The August issue of Scientific American presented a cute mathematical problem which is very difficult unless you write a program to solve it. It does not look trivially easy with a computer, although I am sure that there are those at this forum who could solve it by writing a VB program.

If I tried to do it with pencil & paper or using a non-programmable calculator, I am sure that I would either lose interest or make a mistake before getting the correct answer.

I will describe the problem in this post, and provide the general method for solving the problem in my next post. I have not written a program to solve it, but have solved trivial variations by hand.

The idea is that you can bet on the flip of a coin at even money, and you have $100.00 available for betting. You can bet all that you have, nothing, or any amount in between on any given coin toss.

There is a predictor who is in fallible at predicting the next coin flip. After telling him how much you want to bet, he makes the bet for you. He will deliberately lose exactly once, so you can rely on winning all but one bet.

He will try to minimize your winnings. Until you lose one bet you dare not risk everything.

First some warmup problems to make sure you understand the game. The solutions to these trivial variations are below. Do not look if you want to try it on your own.
  • Decide how to bet if the game consists of only one bet on one coin flip.
  • Decide how to bet if the game consists of two bets on two coin flips.
  • Decide how to bet if the game consists of three bets on three coin flips.
The above are easy, with solutions at the end of this post if you want to look now without trying it first.

The real problem is to decide on how to bet if the game consists of ten bets on ten coin flips. Do not try to solve this without a computer. It is too tedious.

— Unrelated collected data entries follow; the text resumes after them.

PR #2808, opened 2026-08-20
test: fix the tests that report green while guarding nothing

muqsitnawaz:
**test-only** — thirteen `*.test.ts` files plus one committed scan artifact. No `src/` file changes.

This is the reversible tier of a test-suite refactor. The three structural moves it points at are **not** in this PR.

## What I went looking for, and what I found instead

The ask was "delete the silly tests." The dumb-assertion patterns are near-absent — **one** `expect(typeof x).toBe('function')` across 12,439 tests, zero snapshots, `toBeDefined()` at 286 uses against 16,126 `toBe`. Four parallel audits read 413 test files and judged roughly 5,300 cases; all four reported the same thing: this suite mostly exercises real fs/subprocess/ssh/sqlite behaviour with no mocking, and pins named regressions.

What is actually wrong is a small set of tests that **assert something other than what their name claims** — green while guarding nothing. Those are worse than trivial tests: a trivial test wastes 200µs, a lying test costs you the bug it was written for. This PR fixes those.

## Changes

| Commit | What |
|---|---|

The following are solutions for the 3 easy games above.
  • If only allowed to make one bet, you must bet nothing. The Ba****rd predictor is out to hurt you and will lose the one and only bet.
  • If allowed two bets, bet $33.33 (as close as possible to 1/3) on the first flip. If you win, you know that the ba****rd will lose the next bet, so bet nothing on the second coin toss. If you lose the first bet, bet the remaining 2/3 of your money. In either case, you will gain 1/3 of your original bankroll.
  • If allowed three bets, bet $50.00 or half your money on the first toss. If you lose, bet all on the next two tosses, doubling your original bankroll. If you win the first toss, you now have $150.00 and should bet $50.00 (or 1/3 of your current bankroll) on the second toss. If you win, you have doubled your money and should bet nothing on the third toss (you would lose that final bet). If you lose the second toss, you are guaranteed to win the third, so bet your remaining $100.00, again doubling your original bankroll.
Now are you prepared to deal with ten bets, with nine wins and one loss guaranteed?